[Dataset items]
══════

PR #1559, opened 2026-08-17
feat(notes): a wiki link can name a heading while you are writing it

h4yfans:
> **Stacked on #1558.** Base is `fix/wiki-heading-links`, not `main`. Review that one first; this diff is only the authoring half.

## What this adds

PR #1558 made an existing `[[Note#Heading]]` link *work*. It left the other half of Aurelie's report untouched: there is no way to author one. The `[[` autocomplete searches titles, and `#` just fell into the title search and matched nothing.

**1. `#` mode in the `[[` menu.** Type `[[Meeting#` and the menu lists Meeting's headings; pick one and you get a single link token.

`#` is an ordinary separator, not a magic trigger — the menu only switches to headings once the note part is an **exact** title match, so `[[Meet#` still shows notes and backspacing over the `#` returns to the note list. Alias still works (`[[Meeting#Decisions|the outcome]]`). No "create heading" option: writing into another note is a different authority. Block references are not offered.

**2. A "Link to note" slash entry.** It inserts `[[` and hands over to the menu above rather than opening a second dialog — one search UI, `#` support not written twice, and it teaches the `[[` shortcut instead of competing with it.

## The trap this had to avoid

There is no heading index in either database, so the menu reads the target note's body on demand and caches it. That body is **markdown**, but the click side (#1558) matches against BlockNote's **plain text** of the heading block. A heading written `## **Q3** review` gives `**Q3** review` from markdown and `Q3 review` from the editor — so the link would have been written in a form that could never land.

`extractMarkdownHeadings` therefore strips inline markdown (emphasis, code, links, wiki links), skips fenced code blocks, drops closing `##` sequences, and collapses whitespace the way HTML rendering does. Two details worth a look in review:

- **Underscore emphasis is stripped only at word boundaries.** The blunt `[*_~]` strip that `app-core`'s `stripMarkup` uses would turn `snake_case` into `snakecase` and write an unmatchable link.
- **Setext headings (`===`/`---` underlines) are deliberately skipped.** `---` is also a thematic break and a frontmatter fence; a false positive is a heading you can pick that the click side can never find, whereas a false negative is just a missing row.

## Notes on the implementation

- **Body read goes through `notes:get-by-path`, not `notes:get`** — the latter emits a `note_opened` telemetry event (`notes-handlers.ts:215`), and typing `#` in a link is not opening a note.
- **Two empty states**, not one: "this note has no headings" and "no headings match your filter" would otherwise both read as a lie in one of the two cases.
- No contracts/preload change, so no `ipc:generate`. No schema change; `target` stays one raw string, exactly as on disk.

## Verification

Re-run after rebasing onto #1558's current head (`842196bc3`), not inherited from the pre-rebase run:

```
pnpm typecheck                          → Tasks: 17 successful, 17 total
pnpm lint                               → 0 errors, 98 warnings (same count as the base — this adds none)
                                        → Test Files  635 passed (635)
                                               Tests  7397 passed | 7 skipped (7404)
pnpm --filter @memry/desktop i18n:check → ok: i18n check passed
pnpm check:architecture                 → architecture boundary check passed
pnpm check:contracts                    → contracts boundary check passed
git diff --check                        → clean
```

## Not verified

**The slash-menu handover has not been exercised in a running Electron app.** It goes through BlockNote's own `openSuggestionMenu('[[', { deleteTriggerCharacter: true })`, which inserts the trigger inside the same transaction that sets the plugin meta, so the plugin state cannot be missed — but that is reading the library's source, not clicking the item. A unit test asserts the exact call. Worth a manual pass before this leaves draft.

No E2E was added here. Given that #1558's E2E caught a defect the entire renderer suite was blind to, an E2E for the `#` menu is worth adding before merge rather than after.

## Out of scope

The journal keeps its own hand-rolled Tiptap `[[` suggestion; doing this there means writing it twice against two APIs, and it waits for #1547 (scope note added there). Junk-note cleanup #1555, snippet strippers #1556, CLI/MCP resolution #1557.

### DIFF
--- a/apps/desktop/src/renderer/src/components/note/content-area/ContentArea.test.tsx
+++ b/apps/desktop/src/renderer/src/components/note/content-area/ContentArea.test.tsx
@@ -26,6 +26,7 @@ const contentAreaMocks = vi.hoisted(() => ({
   fetchLinkPreview: vi.fn(),
   toastError: vi.fn(),
   defaultFileItemClick: vi.fn(),
+  openSuggestionMenu: vi.fn(),
   createLinkMentionContent: vi.fn(
     (url: string, domain: string, title?: string, favicon?: string) => ({
       type: 'linkMention',
@@ -344,6 +345,7 @@ function resetEditor(): void {
       if ('props' in update) block.props = { ...block.props, ...(update.props as object) }
     }),
     insertBlocks: vi.fn(),
+    getExtension: vi.fn(() => ({ openSuggestionMenu: contentAreaMocks.openSuggestionMenu })),
     getTextCursorPosition: vi.fn(() => ({ block: urlBlock })),
     prosemirrorView: { focus: vi.fn(), dom: { blur: vi.fn() } },
     _tiptapEditor: {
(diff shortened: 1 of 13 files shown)


h4yfans:
Consolidated into #1558 — everything on this branch is now on `fix/wiki-heading-links` as `ab52050d9` (the `#` picker and slash entry) and `4f3ece139` (editable links). One PR from here on, per Kaan. Closing; nothing is lost.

══════

*ASSIGNMENT*. Copy every entry exactly. Leave nothing out.

*ANSWER SECTION*.
PR #1559, opened 2026-08-17
feat(notes): a wiki link can name a heading while you are writing it

h4yfans:
> **Stacked on #1558.** Base is `fix/wiki-heading-links`, not `main`. Review that one first; this diff is only the authoring half.

## What this adds

PR #1558 made an existing `[[Note#Heading]]` link *work*. It left the other half of Aurelie's report untouched: there is no way to author one. The `[[` autocomplete searches titles, and `#` just fell into the title search and matched nothing.

**1. `#` mode in the `[[` menu.** Type `[[Meeting#` and the menu lists Meeting's headings; pick one and you get a single link token.

`#` is an ordinary separator, not a magic trigger — the menu only switches to headings once the note part is an **exact** title match, so `[[Meet#` still shows notes and backspacing over the `#` returns to the note list. Alias still works (`[[Meeting#Decisions|the outcome]]`). No "create heading" option: writing into another note is a different authority. Block references are not offered.

**2. A "Link to note" slash entry.** It inserts `[[` and hands over to the menu above rather than opening a second dialog — one search UI, `#` support not written twice, and it teaches the `[[` shortcut instead of competing with it.

## The trap this had to avoid

There is no heading index in either database, so the menu reads the target note's body on demand and caches it. That body is **markdown**, but the click side (#1558) matches against BlockNote's **plain text** of the heading block. A heading written `## **Q3** review` gives `**Q3** review` from markdown and `Q3 review` from the editor — so the link would have been written in a form that could never land.

`extractMarkdownHeadings` therefore strips inline markdown (emphasis, code, links, wiki links), skips fenced code blocks, drops closing `##` sequences, and collapses whitespace the way HTML rendering does. Two details worth a look in review:

- **Underscore emphasis is stripped only at word boundaries.** The blunt `[*_~]` strip that `app-core`'s `stripMarkup` uses would turn `snake_case` into `snakecase` and write an unmatchable link.
- **Setext headings (`===`/`---` underlines) are deliberately skipped.** `---` is also a thematic break and a frontmatter fence; a false positive is a heading you can pick that the click side can never find, whereas a false negative is just a missing row.

## Notes on the implementation

- **Body read goes through `notes:get-by-path`, not `notes:get`** — the latter emits a `note_opened` telemetry event (`notes-handlers.ts:215`), and typing `#` in a link is not opening a note.
- **Two empty states**, not one: "this note has no headings" and "no headings match your filter" would otherwise both read as a lie in one of the two cases.
- No contracts/preload change, so no `ipc:generate`. No schema change; `target` stays one raw string, exactly as on disk.

## Verification

Re-run after rebasing onto #1558's current head (`842196bc3`), not inherited from the pre-rebase run:

```
pnpm typecheck                          → Tasks: 17 successful, 17 total
pnpm lint                               → 0 errors, 98 warnings (same count as the base — this adds none)
                                        → Test Files  635 passed (635)
                                               Tests  7397 passed | 7 skipped (7404)
pnpm --filter @memry/desktop i18n:check → ok: i18n check passed
pnpm check:architecture                 → architecture boundary check passed
pnpm check:contracts                    → contracts boundary check passed
git diff --check                        → clean
```

## Not verified

**The slash-menu handover has not been exercised in a running Electron app.** It goes through BlockNote's own `openSuggestionMenu('[[', { deleteTriggerCharacter: true })`, which inserts the trigger inside the same transaction that sets the plugin meta, so the plugin state cannot be missed — but that is reading the library's source, not clicking the item. A unit test asserts the exact call. Worth a manual pass before this leaves draft.

No E2E was added here. Given that #1558's E2E caught a defect the entire renderer suite was blind to, an E2E for the `#` menu is worth adding before merge rather than after.

## Out of scope

The journal keeps its own hand-rolled Tiptap `[[` suggestion; doing this there means writing it twice against two APIs, and it waits for #1547 (scope note added there). Junk-note cleanup #1555, snippet strippers #1556, CLI/MCP resolution #1557.

### DIFF
--- a/apps/desktop/src/renderer/src/components/note/content-area/ContentArea.test.tsx
+++ b/apps/desktop/src/renderer/src/components/note/content-area/ContentArea.test.tsx
@@ -26,6 +26,7 @@ const contentAreaMocks = vi.hoisted(() => ({
   fetchLinkPreview: vi.fn(),
   toastError: vi.fn(),
   defaultFileItemClick: vi.fn(),
+  openSuggestionMenu: vi.fn(),
   createLinkMentionContent: vi.fn(
     (url: string, domain: string, title?: string, favicon?: string) => ({
       type: 'linkMention',
@@ -344,6 +345,7 @@ function resetEditor(): void {
       if ('props' in update) block.props = { ...block.props, ...(update.props as object) }
     }),
     insertBlocks: vi.fn(),
+    getExtension: vi.fn(() => ({ openSuggestionMenu: contentAreaMocks.openSuggestionMenu })),
     getTextCursorPosition: vi.fn(() => ({ block: urlBlock })),
     prosemirrorView: { focus: vi.fn(), dom: { blur: vi.fn() } },
     _tiptapEditor: {
(diff shortened: 1 of 13 files shown)


h4yfans:
Consolidated into #1558 — everything on this branch is now on `fix/wiki-heading-links` as `ab52050d9` (the `#` picker and slash entry) and `4f3ece139` (editable links). One PR from here on, per Kaan. Closing; nothing is lost.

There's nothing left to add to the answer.